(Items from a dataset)
Issue #138, opened 2019-02-04
Feature: Add ability to enable external_tls along with external_port for services


jbouse:
**Is this a BUG REPORT or a FEATURE REQUEST?** (choose one): FEATURE REQUEST

**Version of Anchore Engine and Anchore CLI if applicable**:
0.3.2
 
**What happened**:
The /config/config.yaml already supports passing ANCHORE_EXTERNAL_PORT to set the 'external_port' for a given service but if that external port should be TLS enabled it has `external_tls: false` as default. As documented by #49 this should be set to `external_tls: true` in this case. Proposed solution is to add an ANCHORE_EXTERNAL_TLS env variable, defaulted to false, that can be used to set the `external_tls` property in the config.yaml.

**What did you expect to happen**:
To maintain current configuration set `ANCHORE_EXTERNAL_TLS=false` in Dockerfile  and changing the conf/default_config.yaml to use `external_tls: ${ANCHORE_EXTERNAL_TLS}` which will maintain the `external_tls: false` setting but if it needs to be enabled then ANCHORE_EXTERNAL_TLS can be set to true resulting in a parsed configuration of `external_tls: true`

**What docker images are you using**:
anchore/anchore-engine:v0.3.2

PR #139, opened 2019-02-04
Adds ANCHORE_EXTERNAL_TLS env variable

jbouse:
* To compliment ANCHORE_EXTERNAL_PORT which sets the external_port for
services, add ANCHORE_EXTERNAL_TLS to set external_tls as well
* Defaults to 'false' maintaining backwards compatibility with what is
available now

Adds support for ANCHORE_EXTERNAL_TLS to compliment the ANCHORE_EXTERNAL_PORT env variable to enable setting the `external_tls` setting for services.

Task details:
In the entries above, find the line containing "available now". Set down that line and every line after it through the last one, exactly and alone.

Worked solution:
available now

Adds support for ANCHORE_EXTERNAL_TLS to compliment the ANCHORE_EXTERNAL_PORT env variable to enable setting the `external_tls` setting for services.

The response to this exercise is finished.